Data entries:

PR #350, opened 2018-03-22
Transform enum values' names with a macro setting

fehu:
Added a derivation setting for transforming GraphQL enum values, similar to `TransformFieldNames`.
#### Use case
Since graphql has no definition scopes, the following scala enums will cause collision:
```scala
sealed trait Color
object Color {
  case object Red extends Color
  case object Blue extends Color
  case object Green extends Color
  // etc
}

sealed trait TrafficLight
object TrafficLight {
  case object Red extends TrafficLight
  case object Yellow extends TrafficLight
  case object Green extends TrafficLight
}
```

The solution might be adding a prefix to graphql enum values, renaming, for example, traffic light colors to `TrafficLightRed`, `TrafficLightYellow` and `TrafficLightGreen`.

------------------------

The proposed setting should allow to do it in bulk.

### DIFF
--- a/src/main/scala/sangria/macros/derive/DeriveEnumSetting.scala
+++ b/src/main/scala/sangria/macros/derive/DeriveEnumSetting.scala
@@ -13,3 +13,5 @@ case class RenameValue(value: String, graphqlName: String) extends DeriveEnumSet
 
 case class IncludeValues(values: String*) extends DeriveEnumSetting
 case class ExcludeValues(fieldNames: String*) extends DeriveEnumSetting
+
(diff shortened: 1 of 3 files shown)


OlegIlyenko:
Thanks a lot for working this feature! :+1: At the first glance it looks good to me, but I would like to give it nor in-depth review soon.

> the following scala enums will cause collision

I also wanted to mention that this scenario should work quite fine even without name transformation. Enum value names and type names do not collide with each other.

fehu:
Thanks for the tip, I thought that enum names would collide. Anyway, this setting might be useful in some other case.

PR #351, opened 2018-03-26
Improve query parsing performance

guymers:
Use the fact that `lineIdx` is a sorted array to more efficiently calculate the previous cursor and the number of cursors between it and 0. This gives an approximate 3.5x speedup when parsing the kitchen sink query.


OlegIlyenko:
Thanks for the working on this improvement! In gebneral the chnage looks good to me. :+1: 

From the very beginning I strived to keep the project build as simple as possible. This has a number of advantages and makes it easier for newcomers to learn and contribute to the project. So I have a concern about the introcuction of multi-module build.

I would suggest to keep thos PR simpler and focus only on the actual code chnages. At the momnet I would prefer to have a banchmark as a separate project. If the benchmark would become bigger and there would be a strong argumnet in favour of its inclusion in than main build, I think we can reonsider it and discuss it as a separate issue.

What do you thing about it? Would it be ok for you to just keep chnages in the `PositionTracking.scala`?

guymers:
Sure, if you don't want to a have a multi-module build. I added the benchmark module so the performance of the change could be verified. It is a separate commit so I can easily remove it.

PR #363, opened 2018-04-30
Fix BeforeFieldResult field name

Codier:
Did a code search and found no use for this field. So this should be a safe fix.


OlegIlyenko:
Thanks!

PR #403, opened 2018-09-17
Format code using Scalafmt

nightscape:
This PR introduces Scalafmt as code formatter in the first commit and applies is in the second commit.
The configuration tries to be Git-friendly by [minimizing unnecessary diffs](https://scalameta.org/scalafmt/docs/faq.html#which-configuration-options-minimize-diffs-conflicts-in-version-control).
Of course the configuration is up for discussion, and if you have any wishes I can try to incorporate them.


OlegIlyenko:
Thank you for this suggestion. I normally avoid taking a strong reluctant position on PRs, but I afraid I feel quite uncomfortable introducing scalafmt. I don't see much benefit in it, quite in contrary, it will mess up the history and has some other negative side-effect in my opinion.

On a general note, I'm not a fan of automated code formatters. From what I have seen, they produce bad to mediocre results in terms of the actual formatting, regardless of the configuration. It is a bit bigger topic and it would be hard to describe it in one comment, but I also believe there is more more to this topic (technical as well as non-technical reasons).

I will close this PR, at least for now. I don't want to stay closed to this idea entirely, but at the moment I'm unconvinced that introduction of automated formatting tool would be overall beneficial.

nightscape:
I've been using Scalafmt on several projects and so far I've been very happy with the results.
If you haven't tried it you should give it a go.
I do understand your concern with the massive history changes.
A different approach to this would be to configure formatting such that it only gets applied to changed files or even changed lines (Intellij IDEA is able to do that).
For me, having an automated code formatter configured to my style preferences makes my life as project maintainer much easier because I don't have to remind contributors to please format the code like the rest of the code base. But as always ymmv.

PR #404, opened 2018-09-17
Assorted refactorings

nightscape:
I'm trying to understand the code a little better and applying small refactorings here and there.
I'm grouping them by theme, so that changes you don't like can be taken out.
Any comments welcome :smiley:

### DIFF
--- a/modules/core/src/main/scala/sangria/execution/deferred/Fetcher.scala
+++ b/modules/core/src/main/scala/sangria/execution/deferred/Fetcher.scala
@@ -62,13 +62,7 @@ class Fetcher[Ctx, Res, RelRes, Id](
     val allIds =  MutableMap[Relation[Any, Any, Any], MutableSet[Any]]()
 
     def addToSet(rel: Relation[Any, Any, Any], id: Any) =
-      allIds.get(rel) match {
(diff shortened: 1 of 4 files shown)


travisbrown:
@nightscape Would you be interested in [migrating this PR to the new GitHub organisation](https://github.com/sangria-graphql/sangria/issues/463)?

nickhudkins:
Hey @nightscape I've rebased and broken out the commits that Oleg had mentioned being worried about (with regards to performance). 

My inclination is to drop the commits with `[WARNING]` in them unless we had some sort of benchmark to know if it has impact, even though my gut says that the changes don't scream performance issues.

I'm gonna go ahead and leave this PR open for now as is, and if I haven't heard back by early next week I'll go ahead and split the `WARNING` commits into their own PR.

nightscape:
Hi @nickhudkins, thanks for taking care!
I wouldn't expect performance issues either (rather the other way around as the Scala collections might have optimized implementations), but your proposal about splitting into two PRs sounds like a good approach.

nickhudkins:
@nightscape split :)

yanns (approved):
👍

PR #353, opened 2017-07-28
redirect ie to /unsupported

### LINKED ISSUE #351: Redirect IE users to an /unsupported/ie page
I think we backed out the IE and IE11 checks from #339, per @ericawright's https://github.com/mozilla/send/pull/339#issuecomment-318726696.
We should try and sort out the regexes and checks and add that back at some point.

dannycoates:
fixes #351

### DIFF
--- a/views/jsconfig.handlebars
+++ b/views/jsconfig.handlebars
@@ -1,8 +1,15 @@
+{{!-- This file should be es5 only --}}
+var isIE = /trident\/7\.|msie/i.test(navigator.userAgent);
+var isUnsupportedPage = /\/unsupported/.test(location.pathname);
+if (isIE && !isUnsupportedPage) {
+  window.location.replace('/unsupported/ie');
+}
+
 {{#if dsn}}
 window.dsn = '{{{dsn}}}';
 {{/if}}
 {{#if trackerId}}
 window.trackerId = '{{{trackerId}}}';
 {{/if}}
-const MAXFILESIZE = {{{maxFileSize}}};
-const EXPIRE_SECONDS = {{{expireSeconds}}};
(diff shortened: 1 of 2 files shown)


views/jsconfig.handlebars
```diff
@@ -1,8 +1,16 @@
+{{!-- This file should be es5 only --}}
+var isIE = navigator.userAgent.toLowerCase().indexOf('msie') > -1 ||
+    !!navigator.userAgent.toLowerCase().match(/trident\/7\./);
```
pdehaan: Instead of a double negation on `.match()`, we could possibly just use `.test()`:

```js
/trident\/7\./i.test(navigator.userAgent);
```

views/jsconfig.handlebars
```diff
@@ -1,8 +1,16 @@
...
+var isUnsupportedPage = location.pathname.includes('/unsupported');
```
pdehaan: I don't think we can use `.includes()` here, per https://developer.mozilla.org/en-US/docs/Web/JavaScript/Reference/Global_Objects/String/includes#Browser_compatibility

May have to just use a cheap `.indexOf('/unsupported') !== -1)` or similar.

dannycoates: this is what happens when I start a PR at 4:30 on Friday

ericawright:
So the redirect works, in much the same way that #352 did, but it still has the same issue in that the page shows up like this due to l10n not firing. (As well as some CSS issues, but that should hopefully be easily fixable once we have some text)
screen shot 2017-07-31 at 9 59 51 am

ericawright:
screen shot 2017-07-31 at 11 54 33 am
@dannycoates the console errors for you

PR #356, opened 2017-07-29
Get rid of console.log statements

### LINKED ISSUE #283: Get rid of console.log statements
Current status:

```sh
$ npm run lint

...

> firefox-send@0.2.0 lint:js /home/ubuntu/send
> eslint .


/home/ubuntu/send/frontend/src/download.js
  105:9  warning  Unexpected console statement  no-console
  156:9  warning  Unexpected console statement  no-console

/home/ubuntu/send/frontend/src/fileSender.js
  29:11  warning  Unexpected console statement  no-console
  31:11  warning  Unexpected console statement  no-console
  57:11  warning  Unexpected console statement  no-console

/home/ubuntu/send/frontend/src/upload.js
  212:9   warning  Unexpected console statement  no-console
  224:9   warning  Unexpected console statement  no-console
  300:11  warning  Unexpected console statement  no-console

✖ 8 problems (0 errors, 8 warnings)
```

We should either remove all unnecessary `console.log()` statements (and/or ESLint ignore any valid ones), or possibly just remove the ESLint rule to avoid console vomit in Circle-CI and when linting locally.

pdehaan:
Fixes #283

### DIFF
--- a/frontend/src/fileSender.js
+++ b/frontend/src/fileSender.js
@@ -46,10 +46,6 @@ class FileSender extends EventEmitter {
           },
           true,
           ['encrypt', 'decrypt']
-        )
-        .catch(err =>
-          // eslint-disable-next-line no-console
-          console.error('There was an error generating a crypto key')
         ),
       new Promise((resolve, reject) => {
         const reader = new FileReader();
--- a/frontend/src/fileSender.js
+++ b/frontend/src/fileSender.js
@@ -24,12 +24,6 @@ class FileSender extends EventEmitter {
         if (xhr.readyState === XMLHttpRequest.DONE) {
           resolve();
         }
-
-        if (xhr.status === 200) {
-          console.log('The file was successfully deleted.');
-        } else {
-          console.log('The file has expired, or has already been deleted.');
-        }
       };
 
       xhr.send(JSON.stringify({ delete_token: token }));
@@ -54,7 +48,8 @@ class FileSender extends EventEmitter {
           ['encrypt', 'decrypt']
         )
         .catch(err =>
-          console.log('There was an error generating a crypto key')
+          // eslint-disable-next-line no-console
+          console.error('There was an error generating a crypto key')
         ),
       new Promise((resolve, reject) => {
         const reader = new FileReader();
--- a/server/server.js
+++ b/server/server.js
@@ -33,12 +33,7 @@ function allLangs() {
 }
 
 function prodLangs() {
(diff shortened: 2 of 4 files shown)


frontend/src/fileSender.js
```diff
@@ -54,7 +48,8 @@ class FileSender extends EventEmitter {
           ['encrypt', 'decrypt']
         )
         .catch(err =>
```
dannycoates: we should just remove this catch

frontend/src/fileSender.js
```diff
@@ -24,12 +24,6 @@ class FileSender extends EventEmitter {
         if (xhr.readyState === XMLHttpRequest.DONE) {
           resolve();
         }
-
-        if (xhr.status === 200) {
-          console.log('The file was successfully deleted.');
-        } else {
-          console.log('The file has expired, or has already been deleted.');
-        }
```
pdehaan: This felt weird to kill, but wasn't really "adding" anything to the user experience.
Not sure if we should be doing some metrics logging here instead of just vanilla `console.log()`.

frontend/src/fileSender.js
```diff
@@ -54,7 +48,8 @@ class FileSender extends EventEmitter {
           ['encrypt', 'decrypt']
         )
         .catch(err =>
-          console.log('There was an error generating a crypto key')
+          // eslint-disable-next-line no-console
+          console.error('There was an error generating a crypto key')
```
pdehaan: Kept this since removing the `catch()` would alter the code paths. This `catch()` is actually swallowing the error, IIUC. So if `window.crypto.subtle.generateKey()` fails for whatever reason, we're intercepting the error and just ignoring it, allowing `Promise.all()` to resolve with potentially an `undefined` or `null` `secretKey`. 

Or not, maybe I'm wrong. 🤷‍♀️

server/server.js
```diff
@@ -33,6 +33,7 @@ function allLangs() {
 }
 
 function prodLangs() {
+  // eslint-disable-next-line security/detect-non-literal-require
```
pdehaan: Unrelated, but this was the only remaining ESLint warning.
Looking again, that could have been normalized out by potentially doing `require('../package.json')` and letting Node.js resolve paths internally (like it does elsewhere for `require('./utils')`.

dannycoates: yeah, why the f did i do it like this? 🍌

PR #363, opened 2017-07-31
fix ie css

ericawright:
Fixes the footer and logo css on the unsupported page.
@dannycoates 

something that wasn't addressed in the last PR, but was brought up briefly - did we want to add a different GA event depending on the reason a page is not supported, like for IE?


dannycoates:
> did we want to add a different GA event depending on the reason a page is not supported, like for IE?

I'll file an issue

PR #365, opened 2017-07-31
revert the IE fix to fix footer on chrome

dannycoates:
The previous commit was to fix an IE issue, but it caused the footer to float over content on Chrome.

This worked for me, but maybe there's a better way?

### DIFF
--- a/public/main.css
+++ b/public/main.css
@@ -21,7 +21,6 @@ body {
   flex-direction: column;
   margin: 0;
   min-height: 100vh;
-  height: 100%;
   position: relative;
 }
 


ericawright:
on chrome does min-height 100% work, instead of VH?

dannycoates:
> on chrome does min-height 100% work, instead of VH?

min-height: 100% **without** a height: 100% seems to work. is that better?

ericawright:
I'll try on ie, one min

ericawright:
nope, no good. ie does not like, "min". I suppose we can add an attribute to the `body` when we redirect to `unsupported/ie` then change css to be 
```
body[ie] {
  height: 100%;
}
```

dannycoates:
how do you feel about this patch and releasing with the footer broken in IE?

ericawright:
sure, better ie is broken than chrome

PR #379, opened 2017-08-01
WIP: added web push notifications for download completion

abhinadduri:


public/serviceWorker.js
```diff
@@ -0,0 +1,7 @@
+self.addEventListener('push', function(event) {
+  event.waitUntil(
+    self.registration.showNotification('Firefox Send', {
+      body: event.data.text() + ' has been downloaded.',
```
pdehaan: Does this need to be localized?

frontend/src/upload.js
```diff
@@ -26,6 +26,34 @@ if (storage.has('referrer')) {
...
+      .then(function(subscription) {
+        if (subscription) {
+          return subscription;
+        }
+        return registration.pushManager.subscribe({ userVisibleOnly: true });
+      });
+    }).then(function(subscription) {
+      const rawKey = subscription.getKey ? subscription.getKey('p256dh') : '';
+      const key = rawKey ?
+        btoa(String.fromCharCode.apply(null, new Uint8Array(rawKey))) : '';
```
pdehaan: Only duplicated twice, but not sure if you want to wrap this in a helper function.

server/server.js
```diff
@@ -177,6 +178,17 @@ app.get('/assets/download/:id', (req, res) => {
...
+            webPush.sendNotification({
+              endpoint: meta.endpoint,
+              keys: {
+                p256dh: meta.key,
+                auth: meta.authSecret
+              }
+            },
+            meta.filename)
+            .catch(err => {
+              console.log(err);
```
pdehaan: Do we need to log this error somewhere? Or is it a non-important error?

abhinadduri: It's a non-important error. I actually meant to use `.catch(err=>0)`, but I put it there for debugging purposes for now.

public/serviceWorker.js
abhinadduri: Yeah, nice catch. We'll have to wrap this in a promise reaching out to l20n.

Work task: Search the entries for the word "history". Copy every line where it occurs.

Answer below:
Thank you for this suggestion. I normally avoid taking a strong reluctant position on PRs, but I afraid I feel quite uncomfortable introducing scalafmt. I don't see much benefit in it, quite in contrary, it will mess up the history and has some other negative side-effect in my opinion.
I do understand your concern with the massive history changes.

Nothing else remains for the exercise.